Le terme Schmidt-Rubin honore deux ingénieurs : Rudolf Schmidt, concepteur du système à culasse rectiligne, et Eduard Rubin, à l'origine de la balle chemisée de petit calibre et de la cartouche. La lignée débute avec le fusil 1889, dont dérivent le fusil long G11 et la carabine K11 (1911).
L'aventure commence en 1882, lorsque Rubin met au point la première balle chemisée de petit calibre capable de supporter de hautes vitesses ; en 1885, elle est associée à la première culasse rectiligne de Schmidt, et l'ensemble est adopté le 26 juin 1889. Le Modèle 1889 souffrait cependant d'une faiblesse : ses tenons de verrouillage placés à l'arrière du manchon de culasse. Dès la refonte de 1896, les ingénieurs Vogelsang et Rebholz les déplacent vers l'avant du manchon — disposition bien plus solide, dont héritera directement le K31.
Sur le forum, les utilisateurs rappellent une nuance importante : le K31 n'est pas un simple K11 rallongé. Le cahier des charges visait à égaler la précision du long G11 dans une arme ramenée à ~1,10 m. C'est le raccourcissement de la culasse — dont les tenons de verrouillage sont rapprochés de l'avant du cylindre, au lieu d'être à l'arrière comme sur les modèles antérieurs — qui a permis d'y parvenir. À ce titre, le verrouillage avant du K31 ne date pas de 1931 : il remonte à la refonte de 1896, que le K31 reprend et perfectionne — d'où la remarque des puristes selon laquelle l'arme, couramment appelée « Schmidt-Rubin », repose sur une action sensiblement redessinée.
Par rapport à son aïeule, la carabine K11 possède un canon nettement plus court (d'une vingtaine de centimètres) et ne se prête pas, à l'origine, au montage d'un dioptre — raison pour laquelle on la rencontre moins sur les pas de tir.
À la fin des années 1920, l'armée suisse hésite entre fusil et carabine : les 2/5 de l'infanterie et les 3/5 du reste de l'armée sont déjà dotés de carabines, plus légères et maniables, tandis que les fusils restent plus précis. Fait notable pour notre discipline, ce sont en partie les sociétés de tir civiles qui réclament de conserver une arme aussi précise que le fusil long.

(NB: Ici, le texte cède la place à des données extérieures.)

Issue #3712, opened 2020-02-03
Stories Missing in Windows


sivakar12:
When running yarn run storybook, Webpack gives a lot of warning for the TypeScript files in stories folders. 
The warnings are all similar
 

> Module parse failed: Unexpected token (22:2)
> You may need an appropriate loader to handle this file type, currently no loaders are configured to process this file.

### Expected Behavior

Storybook should compile find and all the stories should be available in the Storybook that opens in the browser
### Actual Behavior

Compilation give a lot of warnings and most of the stories are not available
### Steps to Reproduce

1. Clone the repository to a Windows machine
2. Run 'yarn install' to install packages
3. Run 'yarn storybook' to start Storybook

### Your Environment

- Grommet version: 2.10.0
- Browser Name and version: Microsoft Edge 79
- Operating System and version (desktop or mobile): Windows 10

sivakar12:
If I change the test regex in the Storybook Webpack config file from  `/stories\/.*\.(ts|tsx)$/`  to `/stories\\.*\.(ts|tsx)$/`, it works.

PR #3713, opened 2020-02-03
Change Webpack loader's test to work on both Windows and *nix

sivakar12:
Signed-off-by: Sivakar Sithamparanathan <sivakar12@outlook.com>

#### What does this PR do?
Fixes a problem with Storybook's Webpack config
In the storybook/webpack.config.js file
This has been manually tested
By running 'yarn storybook' on both a Windows and a Unix based machine
Running Storybook in Windows made Webpack give warnings about missing loader, and not all stories were there
Issue #3712 
No
No
It is backwards compatible


ShimiSun:
Can you give a little background on why there was an issue and how this fix solves it?

sivakar12:
Storybook on Windows does not have most of the stories. That is because of errors in the Webpack build of Storybook. 

The TypeScript loader is needed for transpile TypeScript files used by the stories. 

The TypeScript loader is not configured to look for for files correctly. Windows uses backward slash (\) as path separator while Linux and Mac uses /. 

I changed the regular expression used to search files so that it works with both types of paths.

storybook/webpack.config.js
```diff
@@ -17,7 +17,7 @@ module.exports = async ({ config }) => {
   });
 
   config.module.rules.push({
-    test: /stories\/.*\.(ts|tsx)$/,
+    test: /stories(\\|\/).*\.(ts|tsx)$/,
```
ShimiSun: why not adding this fix to non-typescript story files as well? 
see line #5 on this file.

sivakar12: Sorry I missed that. Just realized that sources are not there in Windows because of the other regex. 
I have changed this and  added a new commit

ShimiSun: Can you verify it fixes the issue fo you?
@markjackson02 can you verify as well? I think you encountered a similar issue.

sivakar12: It fixes the issue for me

ShimiSun:

storybook/webpack.config.js
sivakar12: It fixes the issue for me

PR #3714, opened 2020-02-03
added storybook example for themecontext.extend with global theme

IanKBovard:
Storybook example added.

How to modify global theme to alter focus color, how to use ThemeContext.Extend to modify individual components.

### DIFF
--- a/package.json
+++ b/package.json
@@ -49,9 +49,6 @@
     "styled-components": ">= 5.X"
   },
   "dependencies": {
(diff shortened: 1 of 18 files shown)


ShimiSun:
@IanKBovard overall I think it is good. I will suggest separating the stories so they won't be placed on the same file and make it more difficult for the user to navigate between options.

ShimiSun:
Great!! Thank you for this story example!  🚀

PR #3719, opened 2020-02-04
Changed Select to use hooks

ericsoderberghp:
#### What does this PR do?

Changed Select to use hooks

Select.js

storybook

storybook

no

yes

backwards compatible


ShimiSun:
Chromatic found visual differences with those changes, I the Select is wider and the text is bigger, the stories visualization shouldn't change.

PR #5621, opened 2021-09-23
Change radiobutton theme background color to accept symbolic colors

### LINKED ISSUE #5618: For certain attributes, we cannot use theme colors.
### Expected Behavior

When building a custom theme, I should be able to use the theme defined colors for other components

### Actual Behavior

With certain component styling attributes, I cannot use those predefined colors. 

For example, if I were to define a color `'light-2': '#F3F3F3'` and then use it in the `radioButton.check.background.color` it will not work.

This:
Screen Shot 2021-09-22 at 2 22 23 PM

Produces:
Screen Shot 2021-09-22 at 2 43 44 PM

Where the `radioButton.check.background.color` is `'#FFFFFF'`  and not the expected `'#F3F3F3'`

MikeKingdom:
#### What does this PR do?

Change RadioButton to recognize symbolic colors in
theme.radioButton.check.background.color.

StyledRadioButton.js

Storybook with a modified RadioButton/Theme example. The previous version of that theme used the color 'red' which is a valid CSS color so it didn't expose the issue.

Storybook RadioButton/Theme

Fixes #5618 

No

Sure

Backwards compatible

### DIFF
--- a/src/js/components/RadioButton/StyledRadioButton.js
+++ b/src/js/components/RadioButton/StyledRadioButton.js
@@ -102,8 +102,10 @@ Object.setPrototypeOf(StyledRadioButtonIcon.defaultProps, defaultProps);
 
 const StyledRadioButtonBox = styled.div`
   background-color: ${(props) =>
-    props.theme.radioButton.check.background &&
-    props.theme.radioButton.check.background.color};
+    normalizeColor(
+      props.theme.radioButton.check.background?.color,
+      props.theme,
+    )};
   ${(props) => props.focus && focusStyle()};
   ${(props) => props.theme.radioButton.check.extend};
 `;
--- a/src/js/components/RadioButton/stories/Theme.js
+++ b/src/js/components/RadioButton/stories/Theme.js
@@ -18,7 +18,7 @@ const theme = deepMerge(grommet, {
         light: 'neutral-1',
       },
       background: {
-        color: 'red',
+        color: 'brand',
       },
     },
     icon: {


britt6612 (approved):

britt6612:
also noticed we had this as a test 

```
  test('background-color themed', () => {
    const customTheme = {
      radioButton: {
        check: {
          background: {
            color: 'red',
          },
        },
      },
    };

    const { container } = render(
      <Grommet theme={customTheme}>
        <RadioButton name="test" />
      </Grommet>,
    );

  });


```

do you think we should change that value or leave as is? Im good either way since the `brand` is added to the storybook but would be nice in the test.

MikeKingdom:
> also noticed we had this as a test
> 
> ```
>   test('background-color themed', () => {
>     const customTheme = {
>       radioButton: {
>         check: {
>           background: {
>             color: 'red',
>           },
>         },
>       },
>     };
> 
>     const { container } = render(
>       <Grommet theme={customTheme}>
>         <RadioButton name="test" />
>       </Grommet>,
>     );
> 
>     expect(container.firstChild).toMatchSnapshot();
>   });
> ```
> 
> do you think we should change that value or leave as is? Im good either way since the `brand` is added to the storybook but would be nice in the test.

Thanks for taking a look @britt6612 . I debated a little on this and figured I'd keep that test case as an example of setting the background to something typical from a CSS color spec. Not sure that's a big deal but seems useful. We could add a separate test case for a symbolic color to cover both cases if you think that is important to have in addition to what chromatic will see from Storybook. Thoughts?

britt6612:
I was also debating I think an additional test would be the best since one of us may over look the story if something similar happens.

britt6612 (approved):
Thanks for adding the test 😊

jcfilben (approved):

taysea (approved):
LGTM.

ericsoderberghp (approved):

Un premier essai (1928) consiste à doter un K11 d'un canon lourd — 200 exemplaires testés — mais le gain de précision ne justifie pas le surcoût. En avril 1929, la décision est prise de concevoir une nouvelle carabine, selon un cahier des charges précis : ne pas être sensiblement plus longue que la carabine 1911, conserver la culasse rectiligne, être plus précise que la carabine 1911 et aussi précise que le fusil 1911, et moins chère à produire. Les essais (1929-1930, école de tir de Walenstadt) révèlent une carabine plus précise que le fusil comme que la carabine à canon lourd. Après une série de 200 exemplaires améliorés (mai 1931) éprouvés en écoles de recrues, l'arme est adoptée comme Modèle 1931 — le K31.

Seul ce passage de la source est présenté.